Some people may well accept the Prime Minister's assurance that she and her caucus wanted to deliver tax cuts earlier but "we have never had [Treasury] advice that made it possible". Very probably some people believe in a flat Earth and Santa Claus, too. But there is likely to be a hard core of non-believers who dimly discern a connection to the fact that next year is election year.
Labour had no choice, of course. National, comfortably ahead in the polls, has been rattling the piggy bank for some months now and Michael Cullen's public image has slowly but steadily transmogrified from careful steward to tightfisted Scrooge. The chorus of voices calling for tax relief has steadily grown in size and volume. It was time to move.

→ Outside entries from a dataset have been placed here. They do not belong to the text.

PR #236, opened 2022-10-09
more variants of the Partial function, #235

### LINKED ISSUE #235: More variants of the Partial function
At the moment there is only one variant of the `Partial` function which can be used only on functions with 2 arguments. This is quite a limitation as very often you want to use this function on other functions with more arguments. 
I propose adding more variants of the `Partial` function like `Partial1`(as an alias for `Partial`), `Partial2`, `Partial3` etc. similar to `Zip2`, `Unpack3` etc.

dergus:
closes #235


domino14:
i like it

PR #240, opened 2022-10-11
chore: test coverage improvement

VictorAssunc:
I noticed that some functions and function aliases weren't being completely covered by the tests, so I decided to create and improve some tests.

I decided to separate by commits instead of PRs to not spam the repository.

I'm not sure if I chose the best approach in each test, so I'm willing to change and learn more :)

### DIFF
--- a/parallel/slice_test.go
+++ b/parallel/slice_test.go
@@ -3,21 +3,22 @@ package parallel
 import (
 	"sort"
 	"strconv"
+	"sync/atomic"
 	"testing"
-
+	
 	"github.com/stretchr/testify/assert"
 )
 
 func TestMap(t *testing.T) {
 	is := assert.New(t)
-
+	
 	result1 := Map([]int{1, 2, 3, 4}, func(x int, _ int) string {
 		return "Hello"
 	})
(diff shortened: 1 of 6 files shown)


parallel/slice_test.go
```diff
@@ -24,9 +24,21 @@ func TestMap(t *testing.T) {
 	is.Equal(result2, []string{"1", "2", "3", "4"})
 }
 
-func TestTimes(t *testing.T) {
+func TestForEach(t *testing.T) {
 	is := assert.New(t)
+	
+	count := 0
```
samber, line 30: please use 

```go
var counter uint64
atomic.AddUint64(&counter, 1)
```

instead

samber (changes requested):
hi @VictorAssunc and thanks for this first contrib

i made 1 comment

parallel/slice_test.go
VictorAssunc: ok, i will change it

VictorAssunc: done ♻️

samber (approved):

samber:
I removed the parallel execution when you use a custom rand seed ;)

PR #241, opened 2022-10-12
feat: add ChannelMerge

hhu-cc:
add two func ChannelCollector and BufferedChannelCollector for channel helper,
collect messages from multiple input channels into one channel.

### DIFF
--- a/channel.go
+++ b/channel.go
@@ -2,6 +2,7 @@ package lo
 
 import (
 	"math/rand"
+	"sync"
 	"time"
 )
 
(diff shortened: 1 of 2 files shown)


samber:
Hi @hhu-cc and thanks for this first contribution

I would name it `ChannelMerge` or `ChannelAggregation` instead of `ChannelCollector`, because the "collection" could be interpreted as a message source or an observable.

WDYT ? any other naming idea ?

Also, I wonder if it is a good idea to create an unbuffered helper.

hhu-cc:
Hi @samber 
ChannelMerge is a better idea,  I have already changed the func name and removed the unbuffered helper.

PR #547, opened 2024-10-31
feat: add In function

thedevsaddam:
**Introduce `In` function for element existence check in a collection**

Checks if an element exists in the collection. It returns true if the element is found; otherwise, false.

```go
result := lo.In([]int{1, 2, 3, 4, 5}, 4)
// true

result = lo.In([]string{"a", "b"}, "c")
// false

```

> Note: This can be done using existing `lo.Count([]int{1, 5, 1}, 1)>0` or using `lo.CountBy`

**The `In` function offers several advantages:**
- Readability and Intent:  The `In` function explicitly states its purpose of checking for element existence, making the code easier to understand.
- Performance: The`In` function returns immediately upon finding the first match, while the Count function iterates through the entire collection even if it finds a match early. This can lead to unnecessary iterations, especially in large collections
- Return Value: The `In` function returns a boolean, which is a straightforward answer to the question of whether the element exists. In contrast, Count returns a count, which is more information than needed for a simple existence check.

### DIFF
--- a/README.md
+++ b/README.md
@@ -121,6 +121,7 @@ Supported helpers for slices:
 - [IsSorted](#issorted)
 - [IsSortedByKey](#issortedbykey)
 - [Splice](#Splice)
+- [In](#In)
 
 Supported helpers for maps:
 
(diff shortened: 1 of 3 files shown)


SnowOnion:
`lo` contains `lo.Contains` already. ^_^
[lo.Contains](https://pkg.go.dev/github.com/samber/lo#Contains) :: `func[T comparable](collection []T, element T) bool`

Since go1.21, stdlib `slices` is added and it contains `Contains`, too. 
[slices.Contains](https://pkg.go.dev/slices#Contains) :: `func[S ~[]E, E comparable](s S, v E) bool`


[2024-11-01 09 21 36](https://godoogle.sonion.xyz/search?q=%5BT+comparable%5Dfunc%28collection+%5B%5DT%2C+needle+T%29+bool)

https://godoogle.sonion.xyz/search?q=%5BT+comparable%5Dfunc%28collection+%5B%5DT%2C+needle+T%29+bool

thedevsaddam:
Thank you for the feedback! Given that similar functionality already exists, I'll go ahead and close this PR. I appreciate the insights!

Issue #224, opened 2022-09-24
Implement Min/Max as variadic functions


dergus:
Having`Min`/`Max` functions take a slice as an argument is a bit inconvenient when you have just two variables because then you have to create an array out of them just for calling Min/Max functions. 
And with variadic version you still could provide a slice if you wished by using  the `...` operator.

rkperes:
Hi @dergus,

For the current available functions, that'd be a breaking change. See an example [here](https://go.dev/play/p/GxcmDQx0nci). While a variadic parameter may take a slice, you're still required to add `...` after the slice argument, making it a breaking change.

We could still consider a second set of functions with the variadic parameters. @samber, if you think that makes sense, I would like to work on that as part of hacktoberfest.

dergus:
Hi, I see
That's also an option. I have a pr for this but I can reimplement as a separate set of functions

samber:
Hi @dergus & @rkperes 

I agree, but I am reluctant to any breaking change. I will let this issue+PR open until v2.0.0.

dashjay:
I implemented a version in more convenient way, I do not agree to change the interface, because the interface of the base library once opened to change will cause a lot of dissatisfaction.

```golang
func MaxN[T constraints.Ordered](items ...T) T {
	return Max(items)
}

func MinN[T constraints.Ordered](items ...T) T {
	return Min(items)
}
```

If you @samber looks good,  please approve it.

K4L1Ma:
In Go 1.21, built-in min and max functions were introduced, allowing developers to determine the minimum and maximum values among a set of comparable elements without the need for external libraries. 

I don't think this needs to be implemented as the language already provides a built-in variadic approach

https://tip.golang.org/ref/spec#Min_and_max

PR #557, opened 2024-11-12
feat(find): implement maxn & minn for variadic count items

dashjay:
After reviewing code in issue #224,I implemented a version in more convenient way, I do not agree to change the interface, because the interface of the base library once opened to change will cause a lot of dissatisfaction.

```go
func MaxN[T constraints.Ordered](items ...T) T {
	return Max(items)
}

func MinN[T constraints.Ordered](items ...T) T {
	return Min(items)
}
```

Clark's claim about Treasury is at best misleading. Its briefing to the re-elected Clark Government in 2005 explicitly stated that years of fiscal frugality had left the Crown accounts, and in particular the debt ledger, in such good shape that there was room for tax cuts. Cullen famously dismissed that advice as "an ideological burp", but, having just got hold of the purse-strings for another three years, he could afford such dismissiveness. With Labour trailing in the polls less than a year out from the vote, he is more disposed to largesse.
Making the announcement now is a double-edged sword for Labour. It constitutes an admission that National's tax promises, so far unquantified, are not necessarily unaffordable. But it makes it possible for the Government to ring in the changes in, say, September and go into the election as the party that did something, rather than just promised to. Pre-election announcements of the new regime would also allow the Government a PR blitz that would act, but not count, as campaign advertising.
The situation as it stands does make it more likely that the campaign could turn into a bidding war for votes. Let's hope it does not come to that. There will be too many other issues at stake more important than a contest about whose tax cut is bigger than whose.